Directions solve each of the following problems. Besure to show the equation used for the solution.
In a town election, the winning candidate had 220 more votes than the loser. If 810 votes were cast in all, how many votes did each candidate received?
answer:
Let x = the number of votes received by the losing candidate, then the winning candidate received x + 220 votes. The sum of these two amounts equal 810.
Equation:
X+(x +200)=180 simplify & solve for x.
2x+220=810 subtract 220 from both sides.
2x = 590 divide both sides by 2
X = 295
The losing candidate received 295 votes.
The winning candidate received 295 + 220 = 515 votes.
correct.

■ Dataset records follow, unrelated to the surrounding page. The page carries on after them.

PR #266, opened 2026-03-05
Add translations for EN, FR, IT

pet-zh:
Some minor layout adjusts were necessary for proper line breaks.


pet-zh:
@vroonhof Please assign @copilot for review here.

PR #267, opened 2026-03-05
Add '--language' CLI parameter

pet-zh:
This allows config-less execution.


src/opensteuerauszug/steuerauszug.py
```diff
@@ -94,6 +94,7 @@ def main(
     override_configs: List[str] = typer.Option(None, "--set", help="Override configuration settings using path.to.key=value format. Can be used multiple times."),
     kursliste_dir: Optional[Path] = typer.Option(None, "--kursliste-dir", help="Directory containing Kursliste XML files for exchange rate information. Defaults to 'data/kursliste' in CWD or XDG data home."),
     org_nr: Optional[str] = typer.Option(None, "--org-nr", help="Override the organization number used in barcodes (5-digit number)"),
+    language: Optional[str] = typer.Option(None, "--language", help="Override output document language ('de', 'fr', 'it', 'en')."),
```
vroonhof, line 97: I don't think is necessary... this shouldalready be settable with "--set language=xx" (all config setting are settable from the command line).

vroonhof (changes requested):

src/opensteuerauszug/steuerauszug.py
pet-zh: Thanks for pointing out - you are right. I have missed that one.

While testing it, I have noticed that it does not work as expected. Fixed in #271.

This allows then overriding the language: `--set general.language=fr`

PR #269, opened 2026-03-06
Refine type hinting and attribute handling for payment subtypes

vroonhof:
This PR refines the dynamic type hinting and attribute extraction logic for payment objects in `KurslisteTaxValueCalculator`. Previously, `# TODO: Should the typing be smarter?` was noted due to the varying existence of fields like `gratis`, `capitalGain`, and `exDate` across payment subtypes. 

The approach introduces `Protocol` classes to structurally outline expected data, typing the primary iteration loop correctly, and safely type-guarding access to optional fields without causing `AttributeError` regressions at runtime or breaking older Python versions (where data-only `@runtime_checkable` `isinstance()` fails).

---
*PR created automatically by Jules for task [14699823914039545263](https://jules.google.com/task/14699823914039545263) started by @vroonhof*

### DIFF
--- a/src/opensteuerauszug/calculate/kursliste_tax_value_calculator.py
+++ b/src/opensteuerauszug/calculate/kursliste_tax_value_calculator.py
@@ -1,6 +1,7 @@
 from decimal import Decimal
-from typing import Optional, List, Set
+from typing import Optional, List, Set, Protocol, Any, cast
 import logging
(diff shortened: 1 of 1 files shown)


vroonhof:
types here don't seem to map to something semantic in the kursliste. not sure it ads value.

PR #7940, opened 2022-10-01
fix(nuxt): page hydration and double load

### LINKED ISSUE #6592: Page component is created twice when navigating to it from page which uses different layout

### LINKED ISSUE #7337: nuxtApp.isHydrating is always false in page setup script when using async page

mmis1000:
### 🔗 Linked issue
Fix #7337, fixes #6592, closes https://github.com/nuxt/framework/pull/7400

### ❓ Type of change

### 📚 Description

This PR is a remake of #7400

Besides of fix and workaround in #7400.

1. This PR use a different approach to handle hydrating, so change of page wrapper isn't required.
2. This PR ensure that layout and any page wrapper never change outside of the window that route navigation happens.
    - so #6592 should never happen again
3. This PR adds proper test for linked issue
    - so regression after this should be noticed

A remaining issue is temporary blank page when switching between layout and navigate at the same time.
But that isn't fixable without vuejs/core#6736.
So it isn't handled here.

### 📝 Checklist

### DIFF
--- a/packages/nuxt/src/app/components/layout.ts
+++ b/packages/nuxt/src/app/components/layout.ts
@@ -1,6 +1,6 @@
 import { computed, defineComponent, h, inject, nextTick, onMounted, Ref, Transition, unref, VNode } from 'vue'
-import { _wrapIf } from './utils'
 import { RouteLocationNormalizedLoaded, useRoute as useVueRouterRoute } from 'vue-router'
+import { _wrapIf } from './utils'
 import { useRoute } from '#app'
 // @ts-ignore
 import layouts from '#build/layouts'
--- a/packages/nuxt/src/app/components/layout.ts
+++ b/packages/nuxt/src/app/components/layout.ts
@@ -1,4 +1,4 @@
-import { computed, defineComponent, h, isRef, nextTick, onMounted, Ref, Transition, VNode } from 'vue'
+import { computed, defineComponent, h, nextTick, onMounted, Ref, Transition, unref, VNode } from 'vue'
 import { _wrapIf } from './utils'
 import { useRouter } from '#app'
 // @ts-ignore
@@ -47,7 +47,7 @@ export default defineComponent({
     // Use router.currentRoute.value instead because this must be changed synchronized with route
     const router = useRouter()
     const route = computed(() => router.currentRoute.value)
-    const layout = computed(() => (isRef(props.name) ? props.name.value : props.name) ?? route.value.meta.layout as string ?? 'default')
+    const layout = computed(() => unref(props.name) ?? route.value.meta.layout as string ?? 'default')
 
     let vnode: VNode
     let _layout: string | false
--- a/packages/nuxt/src/app/components/layout.ts
+++ b/packages/nuxt/src/app/components/layout.ts
@@ -1,6 +1,7 @@
-import { computed, defineComponent, h, nextTick, onMounted, Ref, Transition, unref, VNode } from 'vue'
+import { computed, defineComponent, h, inject, nextTick, onMounted, Ref, Transition, unref, VNode } from 'vue'
 import { _wrapIf } from './utils'
-import { useRouter } from '#app'
+import { RouteLocationNormalizedLoaded, useRoute as useVueRouterRoute } from 'vue-router'
+import { useRoute } from '#app'
 // @ts-ignore
 import layouts from '#build/layouts'
 // @ts-ignore
@@ -44,10 +45,10 @@ export default defineComponent({
     }
   },
   setup (props, context) {
-    // Use router.currentRoute.value instead because this must be changed synchronized with route
-    const router = useRouter()
-    const route = computed(() => router.currentRoute.value)
-    const layout = computed(() => unref(props.name) ?? route.value.meta.layout as string ?? 'default')
+    // Need to ensure (if we are not a child of `<NuxtPage>`) that we use synchronous route (not deferred)
+    const injectedRoute = inject('_route') as RouteLocationNormalizedLoaded
+    const route = injectedRoute === useRoute() ? useVueRouterRoute() : injectedRoute
+    const layout = computed(() => unref(props.name) ?? route.meta.layout as string ?? 'default')
 
     let vnode: VNode
     let _layout: string | false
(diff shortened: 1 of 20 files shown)


danielroe (approved):
This looks great to me - thank you so much 😊

I've made a couple of minor changes and one fix (to ensure this works for layouts that are children of `<NuxtPage>`); let me know if you spot any issues.

mmis1000:
> This looks great to me - thank you so much 😊
> 
> I've made a couple of minor changes and one fix (to ensure this works for layouts that are children of `<NuxtPage>`); let me know if you spot any issues.
> 
> P.S. really appreciate the work on the tests...

Looks fine to me except I am wondering what is this for https://github.com/nuxt/framework/pull/7940/commits/21d872ca3f1b51da7fa2787551db2d85acce24e6#diff-ef9ac7f796e2b5d9a4a232b098d7ce5dd92610191d35dfaf10612a76bfe532ddR50

Is this exist to ensure that layout used inside page changes when writing things like `useRoute().meta.layout = xxx` inside a page component? 

Also, this didn't seem to change any test results, is there a test for it?

danielroe:
Yes, so, for example of you are changing page which has a layout within it, it doesn't force rerender the existing page with the new layout before suspense resolves. And yes, we should add a test for that case. I'll do that later unless you get to it first.

mmis1000:
> Yes, so, for example if you are changing page which has a layout within it, it doesn't force rerender the existing page with the new layout before suspense resolves. And yes, we should add a test for that case. I'll do that later unless you get to it first.

Yea, I think it would makes more sense in anthoer PR instead of this due to following reason.

1. That isn't actually part of this change set
2. You can't test this without alternative app.vue. It need a another fixture of app because the default app.vue defaults to have a layout in it. 
    - To test this, the change set would be too big for this PR.

danielroe:
I have great sympathy for your desire to push it to another PR, but I think it's not as complex as you are worried it will be.

It's just a matter of creating two files:

`~/pages/internal-layout.vue` and `~/pages/internal-layout/[slug].vue`. We can turn off normal layouts in `internal-layout.vue` with `definePageMeta({ layout: false })` and take full control by adding our custom `<NuxtLayout>` inline in the page.

I do think it would be good to add tests for this in this PR as it would be good to check that https://github.com/nuxt/framework/pull/7940/commits/21d872ca3f1b51da7fa2787551db2d85acce24e6 is doing what it's meant to do, and that we don't accidentally regress the fix.

mmis1000:
> I have great sympathy for your desire to push it to another PR, but I think it's not as complex as you are worried it will be.
> 
> It's just a matter of creating two files:
> 
> `~/pages/internal-layout.vue` and `~/pages/internal-layout/[slug].vue`. We can turn off normal layouts in `internal-layout.vue` with `definePageMeta({ layout: false })` and take full control by adding our custom `<NuxtLayout>` inline in the page.
> 
> I do think it would be good to add tests for this in this PR as it would be good to check that [21d872c](https://github.com/nuxt/framework/commit/21d872ca3f1b51da7fa2787551db2d85acce24e6) is doing what it's meant to do, and that we don't accidentally regress the fix.

https://stackblitz.com/edit/github-42bhq4?file=layouts%2Ftest3.vue,pages%2Findex.vue

I think it will still also change the outer layout even you already set `layout: false`. So you need a App.vue without outer layout to test it.

tada5hi:
would love to see this pr merged :see_no_evil:

danielroe:
The only thing it needs is the test I mentioned previously. I'm on it.

tada5hi:
any news on this ?

danielroe (approved):
Looks good to me

Atinux (approved):

Atinux:
Thank you very much!

It would be nice to have a way to detect how much kb add pull requests to the Nuxt default bundle size.

loilo:
So, just out of curiosity (because I ran into #6592 as well) – when is the next RC scheduled to be available? 🥹

danielroe:
Until then, you can try this out in the [edge channel](https://v3.nuxtjs.org/guide/going-further/edge-channel/).

loilo:
Thank you, will take a look. 🥳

You can generally check these your self by going back to the original problem statement.
total= one candidate + other candidate
= 295 + 295 + 220 = 810
To solve this problem:
1. Let x represent the number of votes received by the losing candidate.
2. Since the winning candidate had 220 more votes, the number of votes they received would be x + 220.
3. The sum of the votes received by both candidates should equal the total number of votes cast, which is 810.
4. Write the equation to represent this situation: x + (x + 220) = 810.
5. Simplify the equation: 2x + 220 = 810.
6. To isolate x, subtract 220 from both sides of the equation: 2x = 810 - 220.
7. Simplify further: 2x = 590.
8. Divide both sides of the equation by 2 to solve for x: x = 590 / 2.
9. Calculate x: x = 295. This means the losing candidate received 295 votes.
10. To find the number of votes received by the winning candidate, add 220 to x: 295 + 220 = 515. The winning candidate received 515 votes.
To double-check your solution, you can verify that the total number of votes is equal to the sum of votes received by both candidates. In this case, 295 + 515 + 220 = 810, confirming the accuracy of the solution.